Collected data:
• • •

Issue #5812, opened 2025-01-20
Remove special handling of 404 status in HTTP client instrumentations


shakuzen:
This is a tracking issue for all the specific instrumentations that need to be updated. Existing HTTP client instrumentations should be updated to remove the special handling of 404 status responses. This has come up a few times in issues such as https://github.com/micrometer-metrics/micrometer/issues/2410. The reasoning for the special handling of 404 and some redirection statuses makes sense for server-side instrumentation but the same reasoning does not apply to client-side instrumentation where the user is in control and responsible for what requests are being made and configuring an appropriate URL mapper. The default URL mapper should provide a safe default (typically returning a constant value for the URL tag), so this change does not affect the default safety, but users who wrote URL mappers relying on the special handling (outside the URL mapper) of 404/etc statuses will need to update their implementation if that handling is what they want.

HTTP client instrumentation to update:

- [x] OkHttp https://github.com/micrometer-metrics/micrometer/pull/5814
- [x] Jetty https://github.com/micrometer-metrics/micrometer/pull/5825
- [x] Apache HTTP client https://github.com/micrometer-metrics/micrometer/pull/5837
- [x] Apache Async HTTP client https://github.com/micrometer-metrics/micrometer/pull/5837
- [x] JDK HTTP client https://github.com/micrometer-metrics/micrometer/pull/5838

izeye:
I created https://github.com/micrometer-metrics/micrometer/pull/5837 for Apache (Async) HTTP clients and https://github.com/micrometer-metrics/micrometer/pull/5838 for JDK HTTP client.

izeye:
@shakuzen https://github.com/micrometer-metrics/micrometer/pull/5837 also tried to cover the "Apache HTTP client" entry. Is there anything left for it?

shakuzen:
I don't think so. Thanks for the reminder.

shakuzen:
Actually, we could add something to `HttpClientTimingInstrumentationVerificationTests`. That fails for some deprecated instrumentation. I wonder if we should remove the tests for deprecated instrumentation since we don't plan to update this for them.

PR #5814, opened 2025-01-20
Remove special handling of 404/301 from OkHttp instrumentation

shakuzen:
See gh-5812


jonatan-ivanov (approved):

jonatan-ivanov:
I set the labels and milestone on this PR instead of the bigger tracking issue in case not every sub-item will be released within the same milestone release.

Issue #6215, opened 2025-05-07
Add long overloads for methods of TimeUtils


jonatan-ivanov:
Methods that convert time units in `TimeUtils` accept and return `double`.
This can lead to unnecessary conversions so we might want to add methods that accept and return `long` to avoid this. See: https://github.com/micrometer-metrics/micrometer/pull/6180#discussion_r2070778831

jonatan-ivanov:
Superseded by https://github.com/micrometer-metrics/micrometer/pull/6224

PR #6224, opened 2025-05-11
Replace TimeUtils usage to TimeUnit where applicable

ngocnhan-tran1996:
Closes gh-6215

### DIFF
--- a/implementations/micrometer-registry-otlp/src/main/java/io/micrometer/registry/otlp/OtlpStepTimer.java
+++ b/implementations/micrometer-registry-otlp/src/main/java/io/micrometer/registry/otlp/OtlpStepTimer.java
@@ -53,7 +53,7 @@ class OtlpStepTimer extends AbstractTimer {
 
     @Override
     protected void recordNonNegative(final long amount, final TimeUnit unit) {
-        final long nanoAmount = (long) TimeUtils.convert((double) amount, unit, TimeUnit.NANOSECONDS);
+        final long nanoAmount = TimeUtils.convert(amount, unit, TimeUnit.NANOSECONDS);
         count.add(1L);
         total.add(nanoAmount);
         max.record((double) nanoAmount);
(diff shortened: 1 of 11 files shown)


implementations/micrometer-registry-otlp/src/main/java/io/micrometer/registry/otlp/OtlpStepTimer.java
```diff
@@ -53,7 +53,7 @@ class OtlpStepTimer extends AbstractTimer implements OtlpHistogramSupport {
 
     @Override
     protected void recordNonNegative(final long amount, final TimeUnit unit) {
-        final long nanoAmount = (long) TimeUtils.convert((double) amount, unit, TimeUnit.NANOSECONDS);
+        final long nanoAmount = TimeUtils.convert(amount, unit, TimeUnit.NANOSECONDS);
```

• • •

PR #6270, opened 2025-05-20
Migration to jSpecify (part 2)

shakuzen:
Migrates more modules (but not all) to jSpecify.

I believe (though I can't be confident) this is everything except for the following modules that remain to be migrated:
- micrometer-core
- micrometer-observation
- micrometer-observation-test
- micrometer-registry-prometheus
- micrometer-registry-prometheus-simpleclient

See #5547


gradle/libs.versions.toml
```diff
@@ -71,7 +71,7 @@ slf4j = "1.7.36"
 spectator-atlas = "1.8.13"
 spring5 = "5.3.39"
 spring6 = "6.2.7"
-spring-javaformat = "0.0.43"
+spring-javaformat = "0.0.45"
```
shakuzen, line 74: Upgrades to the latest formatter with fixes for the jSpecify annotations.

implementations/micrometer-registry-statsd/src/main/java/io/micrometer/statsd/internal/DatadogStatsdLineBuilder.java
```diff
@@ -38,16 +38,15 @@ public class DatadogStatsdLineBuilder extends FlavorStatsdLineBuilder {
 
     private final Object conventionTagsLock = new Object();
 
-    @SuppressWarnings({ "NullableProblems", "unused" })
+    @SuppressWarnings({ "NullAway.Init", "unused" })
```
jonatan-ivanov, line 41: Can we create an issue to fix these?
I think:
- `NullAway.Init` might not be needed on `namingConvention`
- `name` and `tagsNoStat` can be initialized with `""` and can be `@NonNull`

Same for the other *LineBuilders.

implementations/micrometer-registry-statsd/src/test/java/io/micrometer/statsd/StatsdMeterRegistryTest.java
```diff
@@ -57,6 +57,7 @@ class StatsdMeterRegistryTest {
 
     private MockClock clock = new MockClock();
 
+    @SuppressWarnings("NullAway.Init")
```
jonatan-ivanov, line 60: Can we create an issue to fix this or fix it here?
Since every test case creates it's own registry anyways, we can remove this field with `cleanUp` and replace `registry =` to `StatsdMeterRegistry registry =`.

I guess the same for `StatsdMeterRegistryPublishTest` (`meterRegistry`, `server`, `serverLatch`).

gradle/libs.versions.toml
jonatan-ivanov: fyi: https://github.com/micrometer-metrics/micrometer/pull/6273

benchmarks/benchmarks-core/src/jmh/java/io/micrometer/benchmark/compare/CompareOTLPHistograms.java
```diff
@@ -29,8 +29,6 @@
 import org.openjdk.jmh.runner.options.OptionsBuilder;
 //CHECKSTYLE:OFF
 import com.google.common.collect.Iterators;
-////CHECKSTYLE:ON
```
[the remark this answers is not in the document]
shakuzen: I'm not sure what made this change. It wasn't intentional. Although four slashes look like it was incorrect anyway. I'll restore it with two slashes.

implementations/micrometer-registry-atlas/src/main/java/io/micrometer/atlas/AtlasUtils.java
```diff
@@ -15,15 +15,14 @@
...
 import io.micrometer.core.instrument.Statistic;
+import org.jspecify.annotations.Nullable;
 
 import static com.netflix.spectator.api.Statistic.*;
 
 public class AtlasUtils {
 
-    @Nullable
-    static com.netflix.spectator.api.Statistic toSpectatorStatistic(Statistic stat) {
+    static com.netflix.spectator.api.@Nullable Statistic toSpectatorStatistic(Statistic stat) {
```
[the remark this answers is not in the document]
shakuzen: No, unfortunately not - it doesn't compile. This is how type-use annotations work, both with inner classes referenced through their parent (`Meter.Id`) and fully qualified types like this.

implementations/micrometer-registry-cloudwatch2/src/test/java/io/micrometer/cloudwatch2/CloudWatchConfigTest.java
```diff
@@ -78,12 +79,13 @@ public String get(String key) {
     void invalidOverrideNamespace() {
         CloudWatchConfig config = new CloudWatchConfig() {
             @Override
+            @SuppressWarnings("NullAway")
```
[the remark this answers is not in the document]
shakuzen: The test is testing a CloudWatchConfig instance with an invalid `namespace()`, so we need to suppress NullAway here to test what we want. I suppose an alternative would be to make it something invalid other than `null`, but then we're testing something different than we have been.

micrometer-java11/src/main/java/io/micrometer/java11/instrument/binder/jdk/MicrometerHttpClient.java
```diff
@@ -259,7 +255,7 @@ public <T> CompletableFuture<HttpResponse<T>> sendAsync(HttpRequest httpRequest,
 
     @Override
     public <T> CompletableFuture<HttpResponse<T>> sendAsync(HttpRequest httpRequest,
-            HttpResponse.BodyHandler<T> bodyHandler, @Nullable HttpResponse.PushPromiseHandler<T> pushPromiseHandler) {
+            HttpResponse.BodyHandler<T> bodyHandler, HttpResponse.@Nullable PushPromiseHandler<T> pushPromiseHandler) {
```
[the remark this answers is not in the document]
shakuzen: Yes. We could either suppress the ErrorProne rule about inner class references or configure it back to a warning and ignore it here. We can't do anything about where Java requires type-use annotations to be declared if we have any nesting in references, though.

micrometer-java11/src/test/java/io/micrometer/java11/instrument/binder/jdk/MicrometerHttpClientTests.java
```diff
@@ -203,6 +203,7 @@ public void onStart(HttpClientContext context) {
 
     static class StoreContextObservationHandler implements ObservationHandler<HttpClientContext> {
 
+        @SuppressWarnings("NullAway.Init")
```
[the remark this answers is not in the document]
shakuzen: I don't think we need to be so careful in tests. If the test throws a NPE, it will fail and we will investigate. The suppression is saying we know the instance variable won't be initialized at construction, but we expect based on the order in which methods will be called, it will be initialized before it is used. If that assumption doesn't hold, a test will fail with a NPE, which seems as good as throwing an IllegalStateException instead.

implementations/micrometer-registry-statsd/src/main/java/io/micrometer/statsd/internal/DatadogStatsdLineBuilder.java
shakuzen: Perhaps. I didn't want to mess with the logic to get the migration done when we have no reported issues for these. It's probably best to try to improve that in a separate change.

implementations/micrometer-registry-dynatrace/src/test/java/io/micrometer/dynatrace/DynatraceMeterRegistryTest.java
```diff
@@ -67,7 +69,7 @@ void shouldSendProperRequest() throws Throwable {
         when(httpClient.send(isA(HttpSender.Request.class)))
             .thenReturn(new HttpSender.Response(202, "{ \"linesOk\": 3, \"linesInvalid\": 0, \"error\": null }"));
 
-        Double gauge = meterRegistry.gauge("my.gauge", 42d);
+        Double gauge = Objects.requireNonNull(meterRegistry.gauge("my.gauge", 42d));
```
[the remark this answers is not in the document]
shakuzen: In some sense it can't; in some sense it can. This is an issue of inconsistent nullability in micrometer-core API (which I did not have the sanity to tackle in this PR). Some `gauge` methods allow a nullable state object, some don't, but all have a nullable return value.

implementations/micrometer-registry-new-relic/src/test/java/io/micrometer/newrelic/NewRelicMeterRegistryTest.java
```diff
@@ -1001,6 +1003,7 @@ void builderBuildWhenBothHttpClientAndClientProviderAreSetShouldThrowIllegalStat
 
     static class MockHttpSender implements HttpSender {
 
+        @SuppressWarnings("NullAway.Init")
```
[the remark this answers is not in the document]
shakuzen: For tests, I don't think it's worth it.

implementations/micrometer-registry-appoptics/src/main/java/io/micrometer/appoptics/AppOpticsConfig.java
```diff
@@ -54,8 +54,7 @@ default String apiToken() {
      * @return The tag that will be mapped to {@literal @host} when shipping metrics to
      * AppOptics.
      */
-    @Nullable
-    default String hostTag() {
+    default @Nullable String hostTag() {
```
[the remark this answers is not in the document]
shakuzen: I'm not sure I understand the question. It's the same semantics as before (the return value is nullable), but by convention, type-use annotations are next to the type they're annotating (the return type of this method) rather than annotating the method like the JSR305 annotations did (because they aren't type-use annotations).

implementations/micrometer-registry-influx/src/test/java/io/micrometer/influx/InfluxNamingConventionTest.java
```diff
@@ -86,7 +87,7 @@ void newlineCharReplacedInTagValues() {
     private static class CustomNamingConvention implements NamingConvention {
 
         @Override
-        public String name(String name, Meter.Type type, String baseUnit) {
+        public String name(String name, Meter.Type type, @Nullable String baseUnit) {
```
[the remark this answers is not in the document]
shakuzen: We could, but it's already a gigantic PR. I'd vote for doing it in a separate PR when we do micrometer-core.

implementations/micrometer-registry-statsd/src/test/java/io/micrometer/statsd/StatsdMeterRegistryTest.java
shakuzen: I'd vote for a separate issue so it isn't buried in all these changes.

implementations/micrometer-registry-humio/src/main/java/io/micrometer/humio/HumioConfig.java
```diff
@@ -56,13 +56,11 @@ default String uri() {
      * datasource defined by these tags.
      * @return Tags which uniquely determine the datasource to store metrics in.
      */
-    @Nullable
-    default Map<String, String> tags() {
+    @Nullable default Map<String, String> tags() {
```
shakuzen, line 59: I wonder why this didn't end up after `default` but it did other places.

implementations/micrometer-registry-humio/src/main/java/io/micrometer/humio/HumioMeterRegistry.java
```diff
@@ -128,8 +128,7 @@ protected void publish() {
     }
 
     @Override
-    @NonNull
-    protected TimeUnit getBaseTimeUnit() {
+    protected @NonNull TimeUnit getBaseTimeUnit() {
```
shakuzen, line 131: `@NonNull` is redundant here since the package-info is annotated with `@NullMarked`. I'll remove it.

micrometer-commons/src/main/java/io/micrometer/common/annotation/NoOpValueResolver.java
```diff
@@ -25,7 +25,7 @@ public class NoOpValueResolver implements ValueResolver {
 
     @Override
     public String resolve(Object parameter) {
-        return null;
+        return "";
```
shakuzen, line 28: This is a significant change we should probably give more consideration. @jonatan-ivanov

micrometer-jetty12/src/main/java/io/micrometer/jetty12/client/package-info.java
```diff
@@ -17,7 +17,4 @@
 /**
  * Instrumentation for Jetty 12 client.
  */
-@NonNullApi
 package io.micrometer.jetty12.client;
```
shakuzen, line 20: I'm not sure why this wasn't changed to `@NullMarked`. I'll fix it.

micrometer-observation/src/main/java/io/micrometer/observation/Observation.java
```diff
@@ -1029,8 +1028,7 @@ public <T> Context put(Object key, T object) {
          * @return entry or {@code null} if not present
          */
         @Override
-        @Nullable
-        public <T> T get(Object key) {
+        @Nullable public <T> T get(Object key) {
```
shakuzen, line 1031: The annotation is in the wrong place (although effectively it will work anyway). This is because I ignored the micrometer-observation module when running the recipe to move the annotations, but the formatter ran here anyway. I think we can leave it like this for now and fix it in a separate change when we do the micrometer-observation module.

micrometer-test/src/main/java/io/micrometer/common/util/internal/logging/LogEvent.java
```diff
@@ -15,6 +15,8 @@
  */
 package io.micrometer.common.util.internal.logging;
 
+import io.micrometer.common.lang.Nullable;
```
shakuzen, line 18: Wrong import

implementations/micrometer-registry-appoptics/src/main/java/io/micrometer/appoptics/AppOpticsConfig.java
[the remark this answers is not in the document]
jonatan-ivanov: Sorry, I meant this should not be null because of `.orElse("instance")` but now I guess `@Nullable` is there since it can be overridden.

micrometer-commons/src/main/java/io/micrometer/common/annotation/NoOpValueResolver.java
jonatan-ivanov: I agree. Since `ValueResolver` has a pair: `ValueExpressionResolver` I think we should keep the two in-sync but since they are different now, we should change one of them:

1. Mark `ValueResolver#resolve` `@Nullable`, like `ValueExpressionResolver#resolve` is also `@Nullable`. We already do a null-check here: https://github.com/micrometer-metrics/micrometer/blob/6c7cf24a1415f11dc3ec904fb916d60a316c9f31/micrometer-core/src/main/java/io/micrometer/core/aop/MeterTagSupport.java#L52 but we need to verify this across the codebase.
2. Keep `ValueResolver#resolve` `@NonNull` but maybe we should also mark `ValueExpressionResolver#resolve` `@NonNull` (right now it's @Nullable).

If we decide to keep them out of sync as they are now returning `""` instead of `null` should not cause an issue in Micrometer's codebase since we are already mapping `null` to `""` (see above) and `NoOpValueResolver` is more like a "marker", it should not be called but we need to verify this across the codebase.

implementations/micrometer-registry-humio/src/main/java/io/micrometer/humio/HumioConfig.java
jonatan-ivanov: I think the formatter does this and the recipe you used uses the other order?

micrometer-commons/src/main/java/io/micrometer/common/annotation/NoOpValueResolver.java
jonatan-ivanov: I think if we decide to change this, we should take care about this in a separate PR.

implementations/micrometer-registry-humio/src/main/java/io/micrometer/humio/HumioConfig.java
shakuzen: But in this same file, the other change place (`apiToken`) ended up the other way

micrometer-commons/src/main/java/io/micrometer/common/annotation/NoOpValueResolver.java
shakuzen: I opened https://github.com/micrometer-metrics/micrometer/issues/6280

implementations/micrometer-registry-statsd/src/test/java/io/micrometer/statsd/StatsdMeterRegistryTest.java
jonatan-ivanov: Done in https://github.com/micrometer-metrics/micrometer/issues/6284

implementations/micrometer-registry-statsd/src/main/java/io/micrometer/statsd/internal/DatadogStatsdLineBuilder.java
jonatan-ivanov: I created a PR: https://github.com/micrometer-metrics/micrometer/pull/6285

• • •

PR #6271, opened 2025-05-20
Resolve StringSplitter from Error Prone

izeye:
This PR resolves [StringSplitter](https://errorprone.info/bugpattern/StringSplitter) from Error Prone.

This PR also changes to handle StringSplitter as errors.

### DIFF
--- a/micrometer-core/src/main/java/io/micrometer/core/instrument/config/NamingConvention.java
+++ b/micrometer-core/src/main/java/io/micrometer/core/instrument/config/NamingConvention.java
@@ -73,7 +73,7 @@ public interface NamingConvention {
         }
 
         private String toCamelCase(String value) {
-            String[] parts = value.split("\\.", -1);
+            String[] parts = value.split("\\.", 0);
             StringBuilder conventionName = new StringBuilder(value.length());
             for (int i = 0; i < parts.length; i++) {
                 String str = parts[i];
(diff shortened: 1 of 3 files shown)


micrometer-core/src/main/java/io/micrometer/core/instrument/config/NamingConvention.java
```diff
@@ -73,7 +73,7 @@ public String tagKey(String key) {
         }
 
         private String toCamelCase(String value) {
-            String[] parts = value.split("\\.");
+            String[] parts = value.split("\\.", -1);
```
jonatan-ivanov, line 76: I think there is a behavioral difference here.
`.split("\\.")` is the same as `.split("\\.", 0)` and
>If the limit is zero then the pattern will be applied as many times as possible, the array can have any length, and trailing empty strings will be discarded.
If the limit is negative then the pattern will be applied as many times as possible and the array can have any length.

• • •

- [Task prompt]: Could you set down, word for word, only the lines above from the line with "left for it?" to the line with "total.add(nanoAmount);", including both?

- [Written answer]:
@shakuzen https://github.com/micrometer-metrics/micrometer/pull/5837 also tried to cover the "Apache HTTP client" entry. Is there anything left for it?

shakuzen:
I don't think so. Thanks for the reminder.

shakuzen:
Actually, we could add something to `HttpClientTimingInstrumentationVerificationTests`. That fails for some deprecated instrumentation. I wonder if we should remove the tests for deprecated instrumentation since we don't plan to update this for them.

PR #5814, opened 2025-01-20
Remove special handling of 404/301 from OkHttp instrumentation

shakuzen:
See gh-5812


jonatan-ivanov (approved):

jonatan-ivanov:
I set the labels and milestone on this PR instead of the bigger tracking issue in case not every sub-item will be released within the same milestone release.

Issue #6215, opened 2025-05-07
Add long overloads for methods of TimeUtils


jonatan-ivanov:
Methods that convert time units in `TimeUtils` accept and return `double`.
This can lead to unnecessary conversions so we might want to add methods that accept and return `long` to avoid this. See: https://github.com/micrometer-metrics/micrometer/pull/6180#discussion_r2070778831

jonatan-ivanov:
Superseded by https://github.com/micrometer-metrics/micrometer/pull/6224

PR #6224, opened 2025-05-11
Replace TimeUtils usage to TimeUnit where applicable

ngocnhan-tran1996:
Closes gh-6215

### DIFF
--- a/implementations/micrometer-registry-otlp/src/main/java/io/micrometer/registry/otlp/OtlpStepTimer.java
+++ b/implementations/micrometer-registry-otlp/src/main/java/io/micrometer/registry/otlp/OtlpStepTimer.java
@@ -53,7 +53,7 @@ class OtlpStepTimer extends AbstractTimer {
 
     @Override
     protected void recordNonNegative(final long amount, final TimeUnit unit) {
-        final long nanoAmount = (long) TimeUtils.convert((double) amount, unit, TimeUnit.NANOSECONDS);
+        final long nanoAmount = TimeUtils.convert(amount, unit, TimeUnit.NANOSECONDS);
         count.add(1L);
         total.add(nanoAmount);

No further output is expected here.